Employees are more likely to receive NQSOs. This option lets you buy shares of your company’s stock at a predetermined price (called a “grant price”) within a specific time frame. If the value of the stock goes up, you have the ability to sell it for a profit.

Incentive stock options are similar to NQSOs but they include a special tax provision, discussed below, which makes them more attractive for employees. Executives or other high-ranking officials at a company are more likely to receive ISOs.

Both NQSOs and ISOs may be subject to a vesting schedule during which you can buy a certain number of shares each year over a period of several years. Regardless of the duration of the vesting schedule, you’ll generally be locked into the grant price you are given when you’re granted the options. This means that even if the value of the company skyrockets, you’ll still be able to buy your shares at the price they were at when you were given the options.

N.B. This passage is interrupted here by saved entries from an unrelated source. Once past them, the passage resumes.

PR #896, opened 2025-12-17
Remove conditional compiles

RichardIrons-neo4j:
Remove conditional compiles on the basis that .NET 8 is the latest supported version.

Closes DRIVERS-238.


AndyHeap-NeoTech (approved):
Looks good.

PR #897, opened 2025-12-18
Deprecate notifications in favor of GQL statuses 

RichardIrons-neo4j:
* Marked the `INotification` interface and the `Notifications` property in both `IResultSummary` and `ResultSummary` as obsolete.

* Deprecated the `Code` property in `FailureMessage`

* Updated the string representation of `FailureMessage` to show `gqlStatus` instead of the legacy `code` field.

* Amended test for said ToString method.

Closes DRIVERS-86.


AndyHeap-NeoTech (approved):
Looks correct. Was their a requirement to move GQLStatusObject out of preview or was that already done?

PR #898, opened 2026-01-06
Fix all warnings in the driver project

RichardIrons-neo4j:
Changes for deprecation warnings (both ours and Microsoft's) and XML documentation. Also made sure the unit test project was targeting .NET 8, 9 and 10.


AndyHeap-NeoTech (approved):
LGTM

PR #899, opened 2026-01-13
Fix preview references in xml documentation

RichardIrons-neo4j:
Some of the XML documentation around GQL statuses and notifications still said it was in preview; this has been rectified.


AndyHeap-NeoTech (approved):
Looking good.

Taxes for Non-Qualified Stock Options
Exercising your non-qualified stock options triggers a tax.
Exercising your non-qualified stock options triggers a tax. Let’s say you got a grant price of $20 per share, but when you exercise your stock option the stock is valued at $30 per share. That means you’ve made $10 per share. So if you have 100 shares, you’ll spend $2,000 but receive a value of $3,000. That $1,000 profit counts as a “compensation element.” Your company will report it to the IRS like it would any other income. It is then subject to all normal income taxes, plus Medicare and Social Security taxes.

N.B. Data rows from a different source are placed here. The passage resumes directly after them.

PR #903, opened 2026-03-10
ProfiledPlan: expose existence for all metrics

robsdedude:
Deprecate `IResultSummary.Profile()` returning an `IProfiledPlan` in favor of `ResultSummary.QueryProfile` returning an `IProfile`.

The main difference between the profile interfaces is that the new one exposes whether stats (such as `DbHits`, `Time`, etc.) have been recorded by returning nullable types. Further, `IProfiledPlan.Records` corresponds to the new `IProfile.Rows` to better align with Neo4j's embedded API, Bolt, and the raw arguments attached to the profile steps.

According to a chat with the Cypher runtime team, the absence of the value is not equivalent to it being zero. Therefore it makes sense to express this information in the API. The information is encoded in the bolt protocol through absence or existence of the respective fields.

Closes: DRIVERS-288

Depends on:
 * https://github.com/neo4j-drivers/testkit/pull/705


robsdedude:
Please don't merge yet. I'd like to wait for this work to be ready for merging across all drivers first.

Neo4j.Driver/Neo4j.Driver.Tests.Integration/Direct/ResultIT.cs
```diff
@@ -145,11 +146,83 @@ public async Task GetProfile()
...
+
+            summary.HasPlan.Should().BeTrue();
+            summary.HasProfile.Should().BeTrue();
+
+            summary.Plan.Should().Be(summary.QueryProfile);
+
+            var profile = summary.QueryProfile;
+            profile.DbHits.Should().Be(0L);
+            profile.Rows.Should().Be(1L);
+            profile.Rows.Should().Be(1L);
```
RichardIrons-neo4j: duplicate line - meant to be something else?

Neo4j.Driver/Neo4j.Driver/Internal/Result/Summary/ProfiledPlan.cs
```diff
@@ -57,12 +64,15 @@ public ProfiledPlan(
...
 
+    public bool HasDbHits { get; }
     public long DbHits { get; }
 
+    public bool HasRecords { get; }
     public long Records { get; }
     public long PageCacheHits { get; }
     public long PageCacheMisses { get; }
     public double PageCacheHitRatio { get; }
+    public bool HasTime { get; }
```
RichardIrons-neo4j: HasDbHits, HasRecords and HasTime are in here but not in the public interface. Remove?

Neo4j.Driver/Neo4j.Driver/Public/Summary/IProfile.cs
```diff
@@ -0,0 +1,50 @@
...
+
+using System.Collections.Generic;
+
+namespace Neo4j.Driver;
+
+/// <summary>
+/// This is the same as a regular <see cref="IPlan"/> - except this plan has been executed, meaning it also
+/// contains detailed information about how much work each step of the plan incurred on the database.
+/// </summary>
+public interface IProfile : IPlan
```
RichardIrons-neo4j: Could we ha ve a less generic name? IQueryProfile or IProfiledQueryPlan or something?

Neo4j.Driver/Neo4j.Driver/Internal/Result/Summary/SummaryBuilder.cs
```diff
@@ -72,7 +76,10 @@ public ResultSummary(SummaryBuilder builder, CursorMetadata cursorMetadata)
         public bool HasPlan => Plan != null;
```
RichardIrons-neo4j, line 76: Not sure but I _think_: when the deprecated `IProfiledPlan Profile` is eventually removed, HasProfile will break and will need to check `QueryProfile != null`

RichardIrons-neo4j (commented):
Just a few notes/queries

Neo4j.Driver/Neo4j.Driver.Tests.Integration/Direct/ResultIT.cs
robsdedude: Good catch. All other fields already have assertions. So this is just a useless duplicate :wastebasket:

Neo4j.Driver/Neo4j.Driver/Internal/Result/Summary/ProfiledPlan.cs
robsdedude: Yeah totally. It's a remnant of the previous design 🧹

Neo4j.Driver/Neo4j.Driver/Public/Summary/IProfile.cs
robsdedude: I will leave this one open until the other driver PRs have been reviewed. After that I suggest we'll have a discussion with the whole team. The name should be the same (or as similar as possible) across drivers with all team members being ok with the chosen name.

Neo4j.Driver/Neo4j.Driver/Internal/Result/Summary/SummaryBuilder.cs
robsdedude: Yeah, that's right. With the current code base `QueryProfile == null` is true if and only if `Profile == null` is true. So it doesn't really matter which one to choose for the implementation of `HasProfile`. If you prefer, I can switch it over to using `QueryProfile` for the null check right now. Just let me know.

RichardIrons-neo4j: Wait - it'll be a compiler error won't it. Yeah leave it.

RichardIrons-neo4j (approved):
All good, just waiting on other drivers for minor unification stuff.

Eventually, though, you’ll likely want to sell the stocks and get the money from the sale. Any profit counts as a capital gain. Stocks sold within a year are subject to income tax. If you wait at least a year, they are subject to the lower long-term capital gains rate.

Taxes for Incentive Stock Options
Incentive stock options, on the other hand, are much more tax-friendly for employees. If you receive ISOs as part of your compensation, you won’t have to pay any tax on the difference between the grant price and the price at the time of exercise. You don’t even have to report them as income when you receive the grant or exercise the option.

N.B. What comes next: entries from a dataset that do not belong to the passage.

PR #909, opened 2026-04-11
Bolt strangler fig stage 1

RichardIrons-neo4j:
Adds an INeo4jServer internal interface as a seam between the driver and the existing Bolt stack, with a thin BoltServer wrapper that just delegates to IConnectionProvider. Driver now talks to INeo4jServer only — no direct dependency on the connection infrastructure. 

The intent is that when the new Bolt library is ready, and when QueryAPI is ready, it slots in here behind an adapter without touching anything above it.

### DIFF
--- a/Neo4j.Driver/Neo4j.Driver.Tests/AsyncSessionTests.cs
+++ b/Neo4j.Driver/Neo4j.Driver.Tests/AsyncSessionTests.cs
@@ -410,7 +410,7 @@ public class AsyncSessionTests
         private static Driver.Internal.Driver NewDriver()
         {
             var context = TestDriverContext.MockContext;
-            var server = new BoltServer(
+            var server = new BoltProtocolAdapter(
                 new TestConnectionProvider(Mock.Of<IConnection>()),
                 context);
 
--- a/Neo4j.Driver/Neo4j.Driver.Tests/AsyncSessionTests.cs
+++ b/Neo4j.Driver/Neo4j.Driver.Tests/AsyncSessionTests.cs
@@ -409,11 +409,15 @@ public class AsyncSessionTests
 
         private static Driver.Internal.Driver NewDriver()
         {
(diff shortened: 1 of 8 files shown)


AndyHeap-NeoTech:
Implementation looks good, I just want to summarise in my own words the approach here. 

You are abstracting session creation, and then the bolt implementation and queryAPI implementation will each implement their own versions of AsyncQueryRunner (I don't _think_ AsyncSession will need abstracting).

I think this works. Just a couple of things to consider, and on the surface I think this works with them as well due to separation of concerns. 
- Are we still able to swap out packstream. Yes because it sits below this abstraction
- Are we still able to swap the transport layer. Yes because it sits even further down the stack below bolt
- Are we still able to independently change bolt and queryApi. Yes, only new functionality that surfaces to the user will impact both. 

One other thought, is there anything we need to consider around ResultCursor and Records as they surface back up through the abstraction? Again, I _think_ it is ok.

RichardIrons-neo4j:
> Implementation looks good, I just want to summarise in my own words the approach here.
> 
> You are abstracting session creation, and then the bolt implementation and queryAPI implementation will each implement their own versions of AsyncQueryRunner (I don't _think_ AsyncSession will need abstracting).
> 
> I think this works. Just a couple of things to consider, and on the surface I think this works with them as well due to separation of concerns.
> 
> * Are we still able to swap out packstream. Yes because it sits below this abstraction
> * Are we still able to swap the transport layer. Yes because it sits even further down the stack below bolt
> * Are we still able to independently change bolt and queryApi. Yes, only new functionality that surfaces to the user will impact both.
> 
> One other thought, is there anything we need to consider around ResultCursor and Records as they surface back up through the abstraction? Again, I _think_ it is ok.

Yep, I agree with all that.

AndyHeap-NeoTech (approved):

You will still have to pay tax on the money you make from selling the actual stock units though. The long-term capital gains tax applies to sales made two years after the grant and one year after exercising the option. The regular income tax applies to earlier sales.

Don’t forget about the alternative minimum tax. Those with a lot of tax-free income could be subject to this tax, so it’s important to be mindful of these rules or get the help of a financial advisor.